Exercise directions: Identify all lines below that hold "with" and collect them.

[Collected data]
PR #1803, opened 2026-02-25
Enhance Interface ABC with common connection management

matssun:
## Summary

Following @farmio's suggestion in #1802, this PR enhances the `Interface` ABC to formalize what all concrete implementations already share:

- Added `xknx` and `cemi_received_callback` to `__slots__` and type annotations on `Interface`
- Added `connection_state_changed()` concrete method (wraps `xknx.connection_manager`)
- Added `current_address` property (wraps `xknx.current_address`)
- Updated `_Tunnel` and `Routing` to use these Interface methods instead of direct `xknx` access
- Removed duplicate slot declarations from subclasses

## Motivation

Every `Interface` implementation (`_Tunnel`, `Routing`) already stores `xknx` and `cemi_received_callback`, and uses the same patterns for connection state changes and address management. Moving these to the base class:

1. Eliminates duplicated code across implementations
2. Establishes a clear contract for what an `Interface` provides
3. Prepares the ABC for custom transport implementations (as discussed in #1802)

## Breaking change

`xknx` and `cemi_received_callback` are now declared in `Interface.__slots__`. Third-party `Interface` subclasses that redeclare these names in their own `__slots__` will need to remove them to avoid a `ValueError` conflict. This is a one-line fix per subclass.

## Changes

| File | Change |
|------|--------|
| `xknx/io/interface.py` | Added slots, type annotations, `connection_state_changed()`, `current_address` property |
| `xknx/io/tunnel.py` | Removed duplicate `xknx`/`cemi_received_callback` slots, use Interface methods |
| `xknx/io/routing.py` | Removed duplicate `xknx`/`cemi_received_callback` slots, use Interface methods |

## Testing

Pure refactor — no behavior changes. All 2876 existing tests pass with zero regressions.

### DIFF
--- a/xknx/io/interface.py
+++ b/xknx/io/interface.py
@@ -10,7 +10,7 @@ from __future__ import annotations
 
 from abc import ABC, abstractmethod
 from collections.abc import Callable
-from typing import TYPE_CHECKING
+from typing import TYPE_CHECKING, ClassVar
 
 from xknx.cemi import CEMIFrame
 from xknx.core import XknxConnectionState, XknxConnectionType
@@ -29,6 +29,7 @@ class Interface(ABC):
 
     __slots__ = ("cemi_received_callback", "transport", "xknx")
 
+    connection_type: ClassVar[XknxConnectionType]
     cemi_received_callback: CEMIBytesCallbackType
     transport: KNXIPTransport
     xknx: XKNX
@@ -45,14 +46,10 @@ class Interface(ABC):
     async def send_cemi(self, cemi: CEMIFrame) -> None:
         """Send CEMIFrame to KNX bus."""
 
-    def connection_state_changed(
-        self,
-        state: XknxConnectionState,
-        connection_type: XknxConnectionType = XknxConnectionType.NOT_CONNECTED,
-    ) -> None:
+    def connection_state_changed(self, state: XknxConnectionState) -> None:
         """Update connection state via connection manager."""
         self.xknx.connection_manager.connection_state_changed(
-            state, connection_type
+            state, self.connection_type
         )
 
     @property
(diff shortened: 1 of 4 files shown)


xknx/io/interface.py
```diff
@@ -36,3 +44,23 @@ async def disconnect(self) -> None:
...
+
+    @property
+    def current_address(self) -> IndividualAddress:
+        """Get current individual address."""
+        return self.xknx.current_address
+
+    @current_address.setter
+    def current_address(self, address: IndividualAddress) -> None:
+        """Set current individual address."""
+        self.xknx.current_address = address
```
farmio: I don't think we need to read it from an Interface, but only set it so I don't think we need a property contract here. A private method should suffice.

```suggestion
    def _set_individual_address(self, address: IndividualAddress) -> None:
        """Set current individual address."""
        self.xknx.current_address = address
```

xknx/io/interface.py
```diff
@@ -36,3 +44,23 @@ async def disconnect(self) -> None:
...
+
+    def connection_state_changed(
+        self,
+        state: XknxConnectionState,
+        connection_type: XknxConnectionType = XknxConnectionType.NOT_CONNECTED,
+    ) -> None:
+        """Update connection state via connection manager."""
+        self.xknx.connection_manager.connection_state_changed(
+            state, connection_type
+        )
```
farmio: We could annotate `connection_type` as ClassVar and use it here for simplicity.

```suggestion
    def connection_state_changed(self, state: XknxConnectionState) -> None:
        """Update connection state via connection manager."""
        self.xknx.connection_manager.connection_state_changed(state)
```
And maybe use `XknxConnectionType.NOT_CONNECTED` when `XknxConnectionState.DISCONNECTED` in `xknx.connection_manager.connection_state_changed`

What do you think?

farmio (changes requested):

Expected answer:
Enhance Interface ABC with common connection management
Pure refactor — no behavior changes. All 2876 existing tests pass with zero regressions.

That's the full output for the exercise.